As previously mentioned, we are going to use Ansible Tower’s credential management to store all of the credentials that we need to talk to our Satellite server. We need to define a custom credential type to talk to Satellite for the purpose of our inventory plugin. In the Tower UI, Navigate to Credential Types and add a new credential with the following details:
INPUT CONFIGURATION
fields:
- id: FOREMAN_USER
type: string
label: Username
- id: FOREMAN_PASSWORD
type: string
label: Password
secret: true
- id: FOREMAN_SERVER
type: string
label: Satellite Server
required:
- FOREMAN_USER
- FOREMAN_PASSWORD
- FOREMAN_SERVER
INJECTOR CONFIGURATION
env:
FOREMAN_PASSWORD: '{{ FOREMAN_PASSWORD }}'
FOREMAN_SERVER: '{{ FOREMAN_SERVER }}'
FOREMAN_USER: '{{ FOREMAN_USER }}'
You can look at the docs page for the various inventory plugins to understand what variables they expect. An example with a snippet of output can be seen below for the foreman plugin:
$ ansible-doc -t inventory foreman
= user
foreman authentication user
set_via:
env:
- name: FOREMAN_USER
Now that we have a credential type in Ansible Tower, we can create a credential using this new type.
Next we need to create an inventory:
Then we can add an inventory source to the inventory. Ensure to add the correct credential that we created earlier.

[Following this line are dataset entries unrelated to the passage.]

PR #948, opened 2022-02-16
Truncate log event message string to 32Kb

### LINKED ISSUE #941: For application logging limit the atttribute sizes to 32kb and truncate
For application log attributes (message, level, etc), limit the size to 32kb and truncate anything after that point.  Realistically, this should only affect the message field. 

This could be done in several different places:
- When the LogEventWireModel is being created
- When the LogEventWireModel is being collected
- During Harvest when the LogEventWireModelCollection is being constructed

There may be other places this could be done, so please use your judgement to pick the best location.

There could be unit tests for this depending on the location selected, but there need to be integration tests.

nr-ahemsath:
## Description

Resolves #941.  The log message part of the LogEventWireModel is truncated to 32K bytes. There's an open question as to whether this means 32 * 1000 (kilobytes) or 32 * 1024 (kibibytes) but I've gone with the more conservative 32 * 1000 at this point.

The story says that integration tests are required; I did a unit test and I think that should be sufficient.    I reused an well-tested internal method for truncating the message string.  I think an integration test would be overkill for this. 

# Author Checklist
- [X] Unit tests, ~Integration tests, and Unbounded tests completed~ See above remarks about testing
- [X] ~Performance testing completed with satisfactory results (if required)~
- [X] ~[Agent Changelog](/src/Agent/CHANGELOG.md) or [Lambda Agent changelog](/src/AwsLambda/CHANGELOG.md) updated~ 

# Reviewer Checklist
- [ ] Perform code review
- [ ] Review Changelog

### DIFF
--- a/src/Agent/NewRelic/Agent/Core/WireModels/LogEventWireModel.cs
+++ b/src/Agent/NewRelic/Agent/Core/WireModels/LogEventWireModel.cs
@@ -3,11 +3,16 @@
 
 using System;
 using NewRelic.Collections;
+using NewRelic.SystemExtensions;
 
 namespace NewRelic.Agent.Core.WireModels
 {
     public class LogEventWireModel : IHasPriority
     {
+        // Not sure yet if we want 32 kilobytes (32 * 1000) or 32 kibibytes (32 * 1024).
+        // Going with the more conservative option for now.
+        private const uint MaxMessageLengthInBytes = 32 * 1000;
+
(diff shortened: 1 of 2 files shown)


jaffinito (approved):
Awesome! I really like that this lives in the wiremodel itself.  It makes maintaining it real easy.  Not having another integration is great since they are pretty slow overall.

PR #978, opened 2022-02-24
Async Log4net forwarding integration test coverage

### LINKED ISSUE #972: Async/background thread test coverage for log4net
Add integration test coverage of async and background thread log4net usage for logging metrics, forwarding, and decoration.

Should cover:
- Async
- Task.Run
- ThreadPool.QueueUserWorkItem

Review https://www.ben-morris.com/using-asynchronous-log4net-appenders-for-high-performance-logging/ and add coverage for any other recommended usage patterns

JcolemanNR:
## Description

Closes #972 

Adds async use case test coverage for log4net forwarding.

The only undesirable finding is that if logs are delegated to a background thread and not awaited, then they will not show up as part of a transaction that initiated them. I do not think there is much we can do about this.

# Author Checklist

# Reviewer Checklist
- [ ] Perform code review

### DIFF
--- a/tests/Agent/IntegrationTests/IntegrationTests/Logging/Log4netMetricsAndForwardingTests.cs
+++ b/tests/Agent/IntegrationTests/IntegrationTests/Logging/Log4netMetricsAndForwardingTests.cs
@@ -61,7 +61,6 @@ namespace NewRelic.Agent.IntegrationTests.Logging
         private const string AsyncNoAwaitWithDelayInTransactionErrorMessage = "AsyncNoAwaitWithDelayInTransactionErrorLogMessage";
         private const string AsyncNoAwaitWithDelayInTransactionFatalMessage = "AsyncNoAwaitWithDelayInTransactionFatalLogMessage";
 
-
         public Log4NetMetricsAndForwardingTestsBase(TFixture fixture, ITestOutputHelper output, bool metricsEnabled, bool forwardingEnabled) : base(fixture)
         {
             _fixture = fixture;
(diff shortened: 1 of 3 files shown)


tests/Agent/IntegrationTests/IntegrationTests/Logging/Log4netMetricsAndForwardingTests.cs
```diff
@@ -220,6 +283,51 @@ public void LoggingWorksInsideTransaction()
...
+
+        [Fact]
+        public void AsyncNoAwaitLoggingWorksInsideTransaction()
+        {
+            if (_forwardingEnabled)
+            {
+                // NOTE: since the log is not awaited, it shows up outside the transaction
+                var expectedLogLines = new Assertions.ExpectedLogLine[]
+                {
+                new Assertions.ExpectedLogLine { LogLevel = "DEBUG", LogMessage = AsyncNoAwaitInTransactionDebugMessage},
```
nr-ahemsath, line 316: What do you think about making the fact that `HasTraceId` and `HasSpanId` are expected to be false in this case explicit, just to clarify what we mean by "it shows up outside the transaction"?

JcolemanNR: Yes, but I'm going a different direction since this behavior is intermittent based on if the async logging takes place before the calling function returns. I'm planning to refactor the ExpectedLogLine data structure/helpers to use a nullable bool, which will make all the other tests more explicit.

nr-ahemsath (approved):
Looks good to me.  This will be one of the most thoroughly tested features we've launched.  All logging integration tests pass for me locally.  👍

PR #996, opened 2022-03-02
Fixes sampling limits for log_event_data

jaffinito:
## Description

The max samples for log events is supposed to be 10000 per 60 seconds, not 5 seconds.  The config setting is correctly set at 10000, but that needs to be passed up during connect so that the 5 second samples limit (833) is passed back.

- Renamed LogEventsMaximumPerPeriod to LogEventsMaxSamplesStored to match the other settings.
- Adds log_event_data to harvest limits payload using during connect so that it pulls down the correct value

Once the inventory source has finished syncing, we should see that the relevant hosts have been imported with the constructed groups and composed variables.
Summary
The constructed inventory plugin can be really useful for manipulating the information returned from existing dynamic inventory plugins and scripts. This example used a plugin but the constructed inventory plugin works in the same way with inventory scripts. It is worth noting that some inventory plugins provide in-built capabilities to construct variables and generate groups. Check the inventory plugins before deciding if you need to also use the constructed inventory plugin.